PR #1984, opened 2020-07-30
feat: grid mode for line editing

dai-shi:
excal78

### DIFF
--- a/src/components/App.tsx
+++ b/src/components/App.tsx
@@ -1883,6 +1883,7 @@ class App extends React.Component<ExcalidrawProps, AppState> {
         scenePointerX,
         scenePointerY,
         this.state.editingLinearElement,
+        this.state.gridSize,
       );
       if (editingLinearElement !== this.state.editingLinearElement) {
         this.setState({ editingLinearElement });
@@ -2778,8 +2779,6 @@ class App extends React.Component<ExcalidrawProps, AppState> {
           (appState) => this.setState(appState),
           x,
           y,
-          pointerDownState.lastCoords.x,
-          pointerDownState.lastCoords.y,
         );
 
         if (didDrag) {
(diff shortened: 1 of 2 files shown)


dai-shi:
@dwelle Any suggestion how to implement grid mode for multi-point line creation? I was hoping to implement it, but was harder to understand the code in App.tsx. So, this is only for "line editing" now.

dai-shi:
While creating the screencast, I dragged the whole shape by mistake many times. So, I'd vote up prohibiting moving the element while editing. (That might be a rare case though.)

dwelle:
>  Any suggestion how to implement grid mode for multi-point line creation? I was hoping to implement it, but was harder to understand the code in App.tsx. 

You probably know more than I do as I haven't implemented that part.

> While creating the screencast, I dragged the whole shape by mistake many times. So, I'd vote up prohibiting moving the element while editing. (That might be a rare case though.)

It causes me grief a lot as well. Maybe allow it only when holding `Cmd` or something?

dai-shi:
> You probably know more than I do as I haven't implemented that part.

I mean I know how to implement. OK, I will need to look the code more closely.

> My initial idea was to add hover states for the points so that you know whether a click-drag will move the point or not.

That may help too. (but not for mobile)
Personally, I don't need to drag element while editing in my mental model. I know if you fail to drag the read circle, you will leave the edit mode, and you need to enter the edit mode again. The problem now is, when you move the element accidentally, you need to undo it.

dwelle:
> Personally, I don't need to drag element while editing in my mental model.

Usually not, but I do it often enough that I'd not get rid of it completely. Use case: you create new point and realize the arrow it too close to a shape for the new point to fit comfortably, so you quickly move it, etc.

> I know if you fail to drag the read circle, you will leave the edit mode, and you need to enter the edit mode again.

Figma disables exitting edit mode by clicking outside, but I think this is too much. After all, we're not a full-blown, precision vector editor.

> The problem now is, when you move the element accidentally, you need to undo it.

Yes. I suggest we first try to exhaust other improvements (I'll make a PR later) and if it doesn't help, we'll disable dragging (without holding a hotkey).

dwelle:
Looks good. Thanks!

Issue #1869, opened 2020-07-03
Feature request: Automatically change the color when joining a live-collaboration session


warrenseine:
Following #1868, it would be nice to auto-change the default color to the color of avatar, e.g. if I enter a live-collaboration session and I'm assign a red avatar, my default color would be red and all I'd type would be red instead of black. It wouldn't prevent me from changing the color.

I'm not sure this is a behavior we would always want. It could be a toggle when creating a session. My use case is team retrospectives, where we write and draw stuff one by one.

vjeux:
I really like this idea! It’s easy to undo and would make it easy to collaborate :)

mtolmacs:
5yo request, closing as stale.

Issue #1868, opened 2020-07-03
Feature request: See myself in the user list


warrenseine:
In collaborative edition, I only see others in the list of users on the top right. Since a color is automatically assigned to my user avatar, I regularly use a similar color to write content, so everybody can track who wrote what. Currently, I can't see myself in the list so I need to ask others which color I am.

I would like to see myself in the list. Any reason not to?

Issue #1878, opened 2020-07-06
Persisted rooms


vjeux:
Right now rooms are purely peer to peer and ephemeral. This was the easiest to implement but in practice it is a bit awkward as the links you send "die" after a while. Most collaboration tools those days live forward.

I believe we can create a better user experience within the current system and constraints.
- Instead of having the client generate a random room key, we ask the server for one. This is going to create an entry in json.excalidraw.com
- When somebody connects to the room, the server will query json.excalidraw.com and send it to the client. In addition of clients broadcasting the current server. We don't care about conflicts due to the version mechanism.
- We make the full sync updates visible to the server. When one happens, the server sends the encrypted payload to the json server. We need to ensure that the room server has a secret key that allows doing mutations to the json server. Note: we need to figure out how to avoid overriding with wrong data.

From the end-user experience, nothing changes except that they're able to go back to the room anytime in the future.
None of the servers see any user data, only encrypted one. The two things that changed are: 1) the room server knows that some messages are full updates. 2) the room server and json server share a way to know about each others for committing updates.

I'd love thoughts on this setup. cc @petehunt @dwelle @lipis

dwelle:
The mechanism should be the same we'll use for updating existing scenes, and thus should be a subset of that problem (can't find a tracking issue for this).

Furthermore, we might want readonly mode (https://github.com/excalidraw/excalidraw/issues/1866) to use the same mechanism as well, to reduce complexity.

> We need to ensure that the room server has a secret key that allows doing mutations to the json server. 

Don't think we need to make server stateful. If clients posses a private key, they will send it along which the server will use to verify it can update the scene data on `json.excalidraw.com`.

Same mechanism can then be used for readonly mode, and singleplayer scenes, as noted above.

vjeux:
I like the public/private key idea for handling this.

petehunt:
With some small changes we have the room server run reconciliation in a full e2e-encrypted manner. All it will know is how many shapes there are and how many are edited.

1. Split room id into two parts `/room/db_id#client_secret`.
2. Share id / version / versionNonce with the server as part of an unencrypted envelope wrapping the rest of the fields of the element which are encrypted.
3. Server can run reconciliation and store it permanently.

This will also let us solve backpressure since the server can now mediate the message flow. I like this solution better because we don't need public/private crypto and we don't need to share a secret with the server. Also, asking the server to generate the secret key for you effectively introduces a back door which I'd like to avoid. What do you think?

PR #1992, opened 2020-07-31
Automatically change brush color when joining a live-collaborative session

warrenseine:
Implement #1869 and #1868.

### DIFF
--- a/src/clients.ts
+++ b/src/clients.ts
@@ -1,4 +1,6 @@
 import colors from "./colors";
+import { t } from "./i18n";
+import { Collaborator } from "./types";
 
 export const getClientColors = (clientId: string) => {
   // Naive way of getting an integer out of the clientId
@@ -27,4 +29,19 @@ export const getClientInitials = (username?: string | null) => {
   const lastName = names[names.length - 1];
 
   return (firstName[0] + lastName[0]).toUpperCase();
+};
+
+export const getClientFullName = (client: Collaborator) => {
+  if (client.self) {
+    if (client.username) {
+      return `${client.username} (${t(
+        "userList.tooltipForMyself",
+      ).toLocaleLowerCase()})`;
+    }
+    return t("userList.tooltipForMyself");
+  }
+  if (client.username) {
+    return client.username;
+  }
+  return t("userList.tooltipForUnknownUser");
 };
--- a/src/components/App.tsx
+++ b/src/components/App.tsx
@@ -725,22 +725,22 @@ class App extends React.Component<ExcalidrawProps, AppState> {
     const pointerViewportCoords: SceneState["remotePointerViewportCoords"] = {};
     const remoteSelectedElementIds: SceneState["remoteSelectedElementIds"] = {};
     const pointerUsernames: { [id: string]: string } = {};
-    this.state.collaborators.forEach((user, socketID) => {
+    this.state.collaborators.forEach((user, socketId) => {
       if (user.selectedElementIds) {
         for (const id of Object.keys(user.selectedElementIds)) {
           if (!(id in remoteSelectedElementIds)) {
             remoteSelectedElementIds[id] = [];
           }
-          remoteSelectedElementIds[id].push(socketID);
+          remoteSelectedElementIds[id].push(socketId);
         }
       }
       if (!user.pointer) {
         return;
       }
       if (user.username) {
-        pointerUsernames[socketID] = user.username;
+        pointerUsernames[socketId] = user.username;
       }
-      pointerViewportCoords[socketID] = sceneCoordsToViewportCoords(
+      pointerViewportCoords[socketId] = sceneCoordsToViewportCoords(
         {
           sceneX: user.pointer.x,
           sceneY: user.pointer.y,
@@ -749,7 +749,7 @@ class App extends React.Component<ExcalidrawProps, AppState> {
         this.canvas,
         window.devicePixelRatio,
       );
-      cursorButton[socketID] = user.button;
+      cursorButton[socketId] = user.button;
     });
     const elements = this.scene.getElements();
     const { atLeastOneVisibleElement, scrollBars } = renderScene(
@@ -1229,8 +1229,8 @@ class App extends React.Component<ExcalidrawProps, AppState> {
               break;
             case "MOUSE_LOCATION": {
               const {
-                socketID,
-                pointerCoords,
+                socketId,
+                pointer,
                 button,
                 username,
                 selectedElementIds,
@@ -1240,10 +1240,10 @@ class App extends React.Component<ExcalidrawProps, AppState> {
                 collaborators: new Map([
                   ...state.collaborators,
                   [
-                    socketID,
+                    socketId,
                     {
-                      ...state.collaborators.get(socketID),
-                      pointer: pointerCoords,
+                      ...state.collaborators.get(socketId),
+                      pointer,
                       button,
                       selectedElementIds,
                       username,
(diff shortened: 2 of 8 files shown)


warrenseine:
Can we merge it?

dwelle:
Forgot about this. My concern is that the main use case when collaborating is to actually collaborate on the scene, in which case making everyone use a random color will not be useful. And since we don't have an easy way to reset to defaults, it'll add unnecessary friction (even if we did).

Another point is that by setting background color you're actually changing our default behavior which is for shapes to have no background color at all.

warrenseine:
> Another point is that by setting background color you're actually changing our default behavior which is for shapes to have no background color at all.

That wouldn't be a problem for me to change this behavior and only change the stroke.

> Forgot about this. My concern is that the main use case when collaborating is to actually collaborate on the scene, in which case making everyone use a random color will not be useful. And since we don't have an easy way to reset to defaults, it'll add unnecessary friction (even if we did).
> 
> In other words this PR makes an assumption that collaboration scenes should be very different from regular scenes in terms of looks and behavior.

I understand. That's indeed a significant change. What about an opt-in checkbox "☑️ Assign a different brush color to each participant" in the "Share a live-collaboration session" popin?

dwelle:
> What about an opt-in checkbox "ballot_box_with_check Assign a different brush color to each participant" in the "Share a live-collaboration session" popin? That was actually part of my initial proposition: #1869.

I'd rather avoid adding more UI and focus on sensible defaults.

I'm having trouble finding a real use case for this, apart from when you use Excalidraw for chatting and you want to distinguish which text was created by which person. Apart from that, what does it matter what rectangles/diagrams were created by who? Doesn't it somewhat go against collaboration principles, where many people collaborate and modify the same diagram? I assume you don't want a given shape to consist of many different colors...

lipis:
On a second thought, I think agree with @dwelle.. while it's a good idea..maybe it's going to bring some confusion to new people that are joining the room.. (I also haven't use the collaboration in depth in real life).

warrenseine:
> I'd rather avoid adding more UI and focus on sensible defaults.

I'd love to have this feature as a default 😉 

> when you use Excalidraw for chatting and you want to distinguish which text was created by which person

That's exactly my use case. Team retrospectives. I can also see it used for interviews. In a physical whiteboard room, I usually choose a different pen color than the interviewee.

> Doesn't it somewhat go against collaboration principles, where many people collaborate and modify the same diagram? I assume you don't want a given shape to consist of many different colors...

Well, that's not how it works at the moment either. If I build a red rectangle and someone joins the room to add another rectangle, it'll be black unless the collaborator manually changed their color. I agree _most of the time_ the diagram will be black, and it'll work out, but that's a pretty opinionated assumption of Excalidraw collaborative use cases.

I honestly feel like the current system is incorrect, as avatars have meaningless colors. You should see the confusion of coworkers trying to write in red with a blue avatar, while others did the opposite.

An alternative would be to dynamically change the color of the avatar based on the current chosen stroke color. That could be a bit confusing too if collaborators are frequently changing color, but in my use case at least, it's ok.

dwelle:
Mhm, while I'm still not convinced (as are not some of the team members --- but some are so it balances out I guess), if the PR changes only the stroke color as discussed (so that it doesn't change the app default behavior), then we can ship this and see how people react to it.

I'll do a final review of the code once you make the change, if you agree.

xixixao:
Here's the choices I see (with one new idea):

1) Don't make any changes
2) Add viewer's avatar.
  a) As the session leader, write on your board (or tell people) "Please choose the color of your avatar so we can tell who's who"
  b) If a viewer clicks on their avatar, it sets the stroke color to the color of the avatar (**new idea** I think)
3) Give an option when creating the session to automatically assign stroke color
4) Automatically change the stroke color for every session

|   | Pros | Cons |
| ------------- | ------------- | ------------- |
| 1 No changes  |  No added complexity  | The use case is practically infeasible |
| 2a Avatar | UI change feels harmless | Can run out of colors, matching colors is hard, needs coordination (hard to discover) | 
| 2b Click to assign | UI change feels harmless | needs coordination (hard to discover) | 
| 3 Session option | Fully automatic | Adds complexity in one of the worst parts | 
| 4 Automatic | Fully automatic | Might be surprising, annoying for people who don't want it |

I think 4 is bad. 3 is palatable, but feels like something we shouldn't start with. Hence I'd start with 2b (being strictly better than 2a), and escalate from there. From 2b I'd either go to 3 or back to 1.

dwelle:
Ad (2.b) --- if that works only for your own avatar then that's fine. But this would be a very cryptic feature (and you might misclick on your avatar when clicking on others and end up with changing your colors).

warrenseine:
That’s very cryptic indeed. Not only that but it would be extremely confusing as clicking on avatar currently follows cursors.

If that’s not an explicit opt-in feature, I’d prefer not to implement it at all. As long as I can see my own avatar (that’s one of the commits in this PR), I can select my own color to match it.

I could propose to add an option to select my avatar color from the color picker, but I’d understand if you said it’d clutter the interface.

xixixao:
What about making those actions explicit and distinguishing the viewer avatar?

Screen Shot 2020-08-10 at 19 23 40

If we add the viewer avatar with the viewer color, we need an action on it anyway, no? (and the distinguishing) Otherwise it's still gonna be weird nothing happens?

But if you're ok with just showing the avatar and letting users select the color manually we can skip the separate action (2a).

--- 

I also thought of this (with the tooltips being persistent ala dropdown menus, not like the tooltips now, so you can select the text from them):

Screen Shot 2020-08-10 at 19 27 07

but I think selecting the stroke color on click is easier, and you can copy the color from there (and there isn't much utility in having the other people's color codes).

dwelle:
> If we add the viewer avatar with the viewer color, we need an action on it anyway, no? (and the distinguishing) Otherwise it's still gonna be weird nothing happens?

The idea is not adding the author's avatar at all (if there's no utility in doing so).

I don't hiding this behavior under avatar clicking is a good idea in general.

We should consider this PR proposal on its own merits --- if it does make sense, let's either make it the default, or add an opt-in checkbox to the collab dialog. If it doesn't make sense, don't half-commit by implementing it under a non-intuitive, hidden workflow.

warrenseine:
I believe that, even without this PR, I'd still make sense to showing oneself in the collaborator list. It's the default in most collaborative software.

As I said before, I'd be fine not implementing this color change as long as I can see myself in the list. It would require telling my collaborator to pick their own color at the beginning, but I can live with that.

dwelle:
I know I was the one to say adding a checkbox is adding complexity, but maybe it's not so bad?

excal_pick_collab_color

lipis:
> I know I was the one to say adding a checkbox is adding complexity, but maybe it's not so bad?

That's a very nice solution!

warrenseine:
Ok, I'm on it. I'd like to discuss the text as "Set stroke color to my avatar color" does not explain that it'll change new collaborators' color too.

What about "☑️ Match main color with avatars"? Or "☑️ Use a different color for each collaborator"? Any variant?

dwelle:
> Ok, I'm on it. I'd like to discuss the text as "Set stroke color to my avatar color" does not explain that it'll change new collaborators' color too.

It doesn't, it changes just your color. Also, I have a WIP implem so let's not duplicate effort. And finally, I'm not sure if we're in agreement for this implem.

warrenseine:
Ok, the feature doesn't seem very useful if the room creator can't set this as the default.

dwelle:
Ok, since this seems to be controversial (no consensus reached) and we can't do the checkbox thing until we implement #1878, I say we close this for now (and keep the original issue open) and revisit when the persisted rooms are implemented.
════════
▶ [Work required]: Return a copy of each line in the entries that contains "actually".

▶ [Solution to this problem]:
Forgot about this. My concern is that the main use case when collaborating is to actually collaborate on the scene, in which case making everyone use a random color will not be useful. And since we don't have an easy way to reset to defaults, it'll add unnecessary friction (even if we did).
Another point is that by setting background color you're actually changing our default behavior which is for shapes to have no background color at all.
> Another point is that by setting background color you're actually changing our default behavior which is for shapes to have no background color at all.
> Forgot about this. My concern is that the main use case when collaborating is to actually collaborate on the scene, in which case making everyone use a random color will not be useful. And since we don't have an easy way to reset to defaults, it'll add unnecessary friction (even if we did).
> What about an opt-in checkbox "ballot_box_with_check Assign a different brush color to each participant" in the "Share a live-collaboration session" popin? That was actually part of my initial proposition: #1869.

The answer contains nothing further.